“Sporadic great men come everywhere. But for a community to get vibrating through and through with intensely active life, many geniuses coming together and in rapid succession are required. This is why great epochs are so rare, – why the sudden bloom of a Greece, an early Rome, a Renaissance, is such a mystery. Blow must follow blow so fast that no cooling can occur in the intervals. Then the mass of the nation glows incandescent, and may continue to glow by pure inertia long after the originators of its internal movement have passed away.”
This is William James’ view, in his excellent Great Men, Great Thoughts, and the Environment paper, on what it takes to have great epochs. The finer grained causes are something I want to research more in the future but for now I wanted to give an introduction to just how great a great epoch can be. Consider the two periods below:
Greece (197 years)
- Sophocles 497-406
- Pericles 495-429BC
- Phidias 480-430
- Socrates 470-399
- Plato 428-348
- Aristophanes 427-386
- Aristotle 384-322
- Euclid 365-300
Enlightenment/scientific revolution (233 years)
- Francis Bacon 1561 – 1626
- Hobbes 1588 – 1679
- Descartes 1596-1650
- Fermat 1607 – 1665
- Pascal 1623 – 1662
- Locke 1632 – 1704
- Newton 1643 – 1727
- Leibniz 1646 – 1716
- Jacob Bernoulli 1655 – 1705
- Voltaire 1694 – 1778
- Daniel Bernoulli 1700 – 1782
- Euler 1707 – 1783
- Hume 1711 – 1776
- Adam Smith 1723 – 1790
- Kant 1724 – 1804
What is absolutely astounding to me is that these spans equate to roughly 1/5 of the elapsed time since the oldest member, Sophocles, was born. Yet they represent the founding of multiple disciplines we rely on today as well as having many of the practitioners we regard as the greatest in those disciplines.
We find a similar pattern with great painters or composers as well, there were flashes where most of those we consider great worked and before or since then we seemingly haven’t been able to generate talent in those areas in such concentrated amounts.
It’s important to consider whether there are any dull reasons for this, perhaps you could choose any period and conceivably draw up such a list. I think you would struggle with this. There are only so many people we consider truly great and in most fields it seems like this pattern of a flash of luminaries for a number of decades or a century or two occurs.
Another mundane reason could be that every subject requires someone to start it, isn’t it likely that the time period where some enterprise starts is likely to make vast amounts of ground? To this I would say quite possibly but also that I don’t think it really gets to the central question I am looking at. Even if some group has to start a movement, it is not clear why these ones did. Why wasn’t the enlightenment earlier?

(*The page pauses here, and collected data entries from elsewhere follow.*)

PR #1469, opened 2023-12-23
Firefly-1381: JoyUI: converrt small components and clean up

robyww:
#### [FIREFLY-1381](https://jira.ipac.caltech.edu/browse/FIREFLY-1381): JoyUI: clean up and small component

- finished TAP except for AdvancedADQL.jsx
- finished image search panel
- catalog panel
- revamp mouse MouseReadoutBottomLine.jsx
- remove react-select
- finished catalog panel
- working indicator
- added ChipDelete
- fixed image panel: scrolling and checkboxes not wrapping

#### Testing:

- https://fireflydev.ipac.caltech.edu/firefly-1381/firefly
- look at TAP, image panel, catalog panel


loitly (approved):
It's looking good.  Here are a few comments I have.

Image Panel:  
- The double outlined created by stacking the sections on top of each other makes it looks like it's a bug.  I suggest adding 1/4 of spacing between them.

TAP Panel: 
- The top and bottom box-shadow in `.TapSearch__section` looks awkward now that the background is white.  I suggest using a plain outlined Sheet instead.
- I think adding a separator between the 3 collapsible sections(accordion) would look clearer.  Either spacing or a line like the demo in JoyUI.

Catalog panel:
- Should replace the table List box with a JoyUI equivalent.

robyww:
> I think adding a separator between the 3 collapsible sections(accordion) would look clearer. Either spacing or a line like the demo in JoyUI.

I had already played with a line before but just now I played with just spacing. I think that works so I will do that.

robyww:
> The top and bottom box-shadow in .TapSearch__section looks awkward now that the background is white. I suggest using a plain outlined Sheet instead.

I did not use outline but I cleaned it up. I think it looks better.

robyww:
> Catalog panel: Should replace the table List box with a JoyUI equivalent.

I will defer this to another ticket

PR #1470, opened 2023-12-27
FIREFLY-1289: Change to new static list of image zoom levels

gpdf:
After this change, instead of the present irregular system, for seriously zoomed-out images we will continue to use large steps - now consistent factors of 2.  Otherwise, throughout the zoom range we will use four steps per factor of two,
i.e., the 4th root of 2 or about 1.189 / 19% steps, rounded to three digits after the decimal.

This commit is a candidate for back-porting to 2023.3.


robyww:
I am going to close this PR and create a new one that I can put into `rc-2023.3`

Was there really some path dependence where many centuries had to pass before thinking of this quality could be supported? Maybe, but I doubt it. Also saying that because one group discovers an area and therefore it is bound to make vast amounts of progress would seem to be disproven by the two groups above. The groups are predominately made up of philosophers and mathematicians. If it really was so easy to progress rapidly through these areas why the 1,500 year hiatus?
These two episodes present another idea which is that virtuosity in epochs seems to cross vast disciplines. In the Greek example there almost weren’t any disciplines as we would know them today, they in many ways created modern Maths and Philosophy. Similarly the enlightenment created what we would likely call modern science. It seems almost absurd to imagine there are fields that are so important as the ones named that we still have scarcely any conception of, but it would also have seemed almost absurd to imagine this in the decades before the enlightenment or the Greek period. For a more recent example of a paradigm shifting field one could look at computing, yes it is in some degree an off shoot of Maths but I would consider it distinct enough to count.
It seems like the James quote is on to something. There are non linear network effects to having greatness. Each luminary doesn’t increase the chance of another by some linear amount but more so. What is the nature of the feedback loop? Is it mentorship, a society where one can work on these ideas and have it considered a worthy occupation? Are there external elements like being independently wealthy like many on the lists were?
One important point will be whether these phenomena are emergent. Can we really ever hope to centrally plan anything or do we just get luck every few centuries in various fields? Even if this may be true it still seems worth looking for answers given the outsized effects these few centuries have had on everything from literature to science to the very way think about reason.